> _YOUR OBJECTIVE_: Exactly the lines starting at the line containing "Joining a 5.7" and ending at the line containing "As I understand" are to be written out from the listing below, both included.

> _TASK INPUTS_:
= Beginning of Section =
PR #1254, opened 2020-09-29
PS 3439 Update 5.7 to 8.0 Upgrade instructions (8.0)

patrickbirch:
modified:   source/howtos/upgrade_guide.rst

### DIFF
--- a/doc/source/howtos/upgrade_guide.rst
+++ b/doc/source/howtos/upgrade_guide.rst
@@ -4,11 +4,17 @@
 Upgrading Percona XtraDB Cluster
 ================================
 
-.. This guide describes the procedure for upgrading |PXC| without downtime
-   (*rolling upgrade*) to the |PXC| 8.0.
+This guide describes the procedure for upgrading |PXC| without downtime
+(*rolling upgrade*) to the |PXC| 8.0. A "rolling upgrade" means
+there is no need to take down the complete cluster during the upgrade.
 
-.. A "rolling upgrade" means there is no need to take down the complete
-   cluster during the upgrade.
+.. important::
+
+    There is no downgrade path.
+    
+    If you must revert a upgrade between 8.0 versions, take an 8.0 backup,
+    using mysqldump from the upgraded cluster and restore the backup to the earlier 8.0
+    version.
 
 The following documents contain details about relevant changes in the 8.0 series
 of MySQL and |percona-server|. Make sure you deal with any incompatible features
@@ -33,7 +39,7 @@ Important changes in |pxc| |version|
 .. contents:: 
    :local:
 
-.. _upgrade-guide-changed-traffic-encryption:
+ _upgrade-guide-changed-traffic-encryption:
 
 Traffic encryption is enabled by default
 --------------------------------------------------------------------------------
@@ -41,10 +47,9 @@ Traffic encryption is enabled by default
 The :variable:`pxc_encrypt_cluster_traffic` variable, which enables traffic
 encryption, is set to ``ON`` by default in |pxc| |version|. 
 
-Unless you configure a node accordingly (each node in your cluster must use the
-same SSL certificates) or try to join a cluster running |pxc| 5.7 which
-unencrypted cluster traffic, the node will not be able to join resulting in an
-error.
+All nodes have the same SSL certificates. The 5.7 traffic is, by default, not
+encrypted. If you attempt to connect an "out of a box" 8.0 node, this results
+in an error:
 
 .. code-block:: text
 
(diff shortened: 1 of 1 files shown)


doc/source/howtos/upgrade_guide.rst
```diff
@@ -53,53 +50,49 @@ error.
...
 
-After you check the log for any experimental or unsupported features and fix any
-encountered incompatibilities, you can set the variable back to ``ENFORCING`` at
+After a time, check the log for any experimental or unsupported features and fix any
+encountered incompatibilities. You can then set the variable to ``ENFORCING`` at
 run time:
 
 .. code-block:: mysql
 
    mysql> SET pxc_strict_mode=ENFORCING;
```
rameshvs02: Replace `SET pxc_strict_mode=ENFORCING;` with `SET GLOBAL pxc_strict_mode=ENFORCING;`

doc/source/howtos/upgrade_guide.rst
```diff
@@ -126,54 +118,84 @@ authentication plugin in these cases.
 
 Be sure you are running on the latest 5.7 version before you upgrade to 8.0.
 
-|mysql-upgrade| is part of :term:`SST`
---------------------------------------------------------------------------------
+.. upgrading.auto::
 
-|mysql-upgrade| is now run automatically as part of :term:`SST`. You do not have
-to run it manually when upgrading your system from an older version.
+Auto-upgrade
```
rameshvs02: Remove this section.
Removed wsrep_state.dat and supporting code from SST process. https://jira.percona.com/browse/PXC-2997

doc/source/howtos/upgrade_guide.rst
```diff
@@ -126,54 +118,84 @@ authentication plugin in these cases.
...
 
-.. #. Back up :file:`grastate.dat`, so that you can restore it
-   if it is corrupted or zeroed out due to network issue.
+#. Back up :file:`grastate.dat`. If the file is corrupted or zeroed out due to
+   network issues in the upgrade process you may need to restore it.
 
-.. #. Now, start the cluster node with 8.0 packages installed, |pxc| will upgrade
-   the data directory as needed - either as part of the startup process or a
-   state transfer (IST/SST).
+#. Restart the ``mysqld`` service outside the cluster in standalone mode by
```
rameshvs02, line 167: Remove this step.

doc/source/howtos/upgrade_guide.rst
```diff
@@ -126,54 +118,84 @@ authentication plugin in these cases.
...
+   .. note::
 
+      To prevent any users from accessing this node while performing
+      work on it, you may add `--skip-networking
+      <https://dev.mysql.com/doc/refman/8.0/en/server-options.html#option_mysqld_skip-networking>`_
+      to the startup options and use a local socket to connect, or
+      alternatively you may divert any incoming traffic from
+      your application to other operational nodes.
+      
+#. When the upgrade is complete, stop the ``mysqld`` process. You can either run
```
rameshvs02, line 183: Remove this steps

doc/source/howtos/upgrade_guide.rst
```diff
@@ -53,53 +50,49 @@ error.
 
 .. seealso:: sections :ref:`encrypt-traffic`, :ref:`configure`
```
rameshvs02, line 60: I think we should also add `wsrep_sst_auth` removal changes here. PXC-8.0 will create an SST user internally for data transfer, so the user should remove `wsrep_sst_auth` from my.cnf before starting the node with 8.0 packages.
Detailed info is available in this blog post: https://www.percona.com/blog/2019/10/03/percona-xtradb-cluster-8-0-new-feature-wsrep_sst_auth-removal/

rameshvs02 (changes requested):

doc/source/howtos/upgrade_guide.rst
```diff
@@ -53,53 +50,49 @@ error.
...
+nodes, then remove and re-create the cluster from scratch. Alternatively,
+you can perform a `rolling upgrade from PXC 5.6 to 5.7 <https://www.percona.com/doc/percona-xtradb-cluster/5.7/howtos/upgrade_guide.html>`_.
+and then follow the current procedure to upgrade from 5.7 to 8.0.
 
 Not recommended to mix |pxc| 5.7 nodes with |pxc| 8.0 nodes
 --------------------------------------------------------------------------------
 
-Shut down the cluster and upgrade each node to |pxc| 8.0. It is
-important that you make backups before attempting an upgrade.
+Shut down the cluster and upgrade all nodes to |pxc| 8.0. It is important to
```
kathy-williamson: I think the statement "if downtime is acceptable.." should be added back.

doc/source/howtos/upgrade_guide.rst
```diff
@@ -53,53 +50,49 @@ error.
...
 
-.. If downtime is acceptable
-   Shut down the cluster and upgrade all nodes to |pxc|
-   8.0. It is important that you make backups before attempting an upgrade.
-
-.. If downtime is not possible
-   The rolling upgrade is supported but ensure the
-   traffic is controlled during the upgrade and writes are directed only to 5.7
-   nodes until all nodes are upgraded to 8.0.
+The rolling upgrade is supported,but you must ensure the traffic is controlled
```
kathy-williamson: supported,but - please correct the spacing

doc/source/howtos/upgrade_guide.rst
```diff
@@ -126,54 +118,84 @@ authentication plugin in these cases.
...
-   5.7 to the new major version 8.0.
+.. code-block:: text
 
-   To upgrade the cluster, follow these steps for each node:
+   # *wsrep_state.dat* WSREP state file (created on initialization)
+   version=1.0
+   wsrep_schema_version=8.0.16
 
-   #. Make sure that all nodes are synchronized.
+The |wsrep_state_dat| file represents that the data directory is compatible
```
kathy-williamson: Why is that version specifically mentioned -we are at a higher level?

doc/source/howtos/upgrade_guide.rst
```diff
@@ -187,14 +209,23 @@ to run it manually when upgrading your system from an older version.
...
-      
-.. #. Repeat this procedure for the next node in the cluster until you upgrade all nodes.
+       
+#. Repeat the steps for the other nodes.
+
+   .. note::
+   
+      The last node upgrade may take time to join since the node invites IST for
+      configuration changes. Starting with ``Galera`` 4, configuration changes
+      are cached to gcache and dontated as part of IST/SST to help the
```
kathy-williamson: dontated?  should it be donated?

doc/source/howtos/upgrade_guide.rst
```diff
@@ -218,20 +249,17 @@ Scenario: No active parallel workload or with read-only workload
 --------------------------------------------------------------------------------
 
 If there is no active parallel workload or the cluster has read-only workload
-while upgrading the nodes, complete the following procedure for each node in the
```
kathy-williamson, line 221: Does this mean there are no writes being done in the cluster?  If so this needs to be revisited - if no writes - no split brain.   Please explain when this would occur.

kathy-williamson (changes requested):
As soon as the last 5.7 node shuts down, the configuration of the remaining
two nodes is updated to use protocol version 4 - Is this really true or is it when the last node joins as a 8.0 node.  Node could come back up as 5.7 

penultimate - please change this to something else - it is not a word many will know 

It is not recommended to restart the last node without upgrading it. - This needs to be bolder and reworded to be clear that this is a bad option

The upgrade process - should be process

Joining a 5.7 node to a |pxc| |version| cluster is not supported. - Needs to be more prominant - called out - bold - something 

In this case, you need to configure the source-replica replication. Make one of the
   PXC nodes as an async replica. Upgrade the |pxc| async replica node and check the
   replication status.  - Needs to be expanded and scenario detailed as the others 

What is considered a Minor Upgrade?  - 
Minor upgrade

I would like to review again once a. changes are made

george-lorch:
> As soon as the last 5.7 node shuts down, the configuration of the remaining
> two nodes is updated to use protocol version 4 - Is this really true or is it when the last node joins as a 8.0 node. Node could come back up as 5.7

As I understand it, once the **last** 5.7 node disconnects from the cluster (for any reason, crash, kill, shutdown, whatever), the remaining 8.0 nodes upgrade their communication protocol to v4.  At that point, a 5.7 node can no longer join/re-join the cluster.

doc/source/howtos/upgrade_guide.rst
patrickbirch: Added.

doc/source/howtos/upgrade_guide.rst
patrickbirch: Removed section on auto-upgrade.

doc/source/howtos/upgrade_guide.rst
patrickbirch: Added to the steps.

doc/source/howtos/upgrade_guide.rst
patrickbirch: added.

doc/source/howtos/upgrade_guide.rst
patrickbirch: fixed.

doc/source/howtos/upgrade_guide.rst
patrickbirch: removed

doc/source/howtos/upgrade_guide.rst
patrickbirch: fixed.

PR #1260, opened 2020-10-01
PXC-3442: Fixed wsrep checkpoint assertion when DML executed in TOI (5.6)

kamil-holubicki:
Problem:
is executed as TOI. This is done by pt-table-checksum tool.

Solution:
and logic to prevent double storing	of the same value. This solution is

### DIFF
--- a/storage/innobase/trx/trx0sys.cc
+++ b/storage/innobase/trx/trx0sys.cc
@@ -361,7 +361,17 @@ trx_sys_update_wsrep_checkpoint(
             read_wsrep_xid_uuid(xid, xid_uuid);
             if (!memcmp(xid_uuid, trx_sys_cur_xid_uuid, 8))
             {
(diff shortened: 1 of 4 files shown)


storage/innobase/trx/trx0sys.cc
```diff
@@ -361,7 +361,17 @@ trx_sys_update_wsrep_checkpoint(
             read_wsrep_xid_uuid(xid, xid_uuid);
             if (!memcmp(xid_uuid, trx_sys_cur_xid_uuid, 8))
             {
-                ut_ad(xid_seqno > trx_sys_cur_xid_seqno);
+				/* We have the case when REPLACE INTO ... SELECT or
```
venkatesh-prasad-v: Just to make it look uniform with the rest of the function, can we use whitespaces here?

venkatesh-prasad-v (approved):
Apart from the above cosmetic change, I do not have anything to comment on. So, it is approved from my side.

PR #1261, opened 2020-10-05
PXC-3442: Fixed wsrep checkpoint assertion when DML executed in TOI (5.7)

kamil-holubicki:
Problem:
= End of Section =
> _TASK RESULT_:
Joining a 5.7 node to a |pxc| |version| cluster is not supported. - Needs to be more prominant - called out - bold - something 

In this case, you need to configure the source-replica replication. Make one of the
   PXC nodes as an async replica. Upgrade the |pxc| async replica node and check the
   replication status.  - Needs to be expanded and scenario detailed as the others 

What is considered a Minor Upgrade?  - 
Minor upgrade

I would like to review again once a. changes are made

george-lorch:
> As soon as the last 5.7 node shuts down, the configuration of the remaining
> two nodes is updated to use protocol version 4 - Is this really true or is it when the last node joins as a 8.0 node. Node could come back up as 5.7

As I understand it, once the **last** 5.7 node disconnects from the cluster (for any reason, crash, kill, shutdown, whatever), the remaining 8.0 nodes upgrade their communication protocol to v4.  At that point, a 5.7 node can no longer join/re-join the cluster.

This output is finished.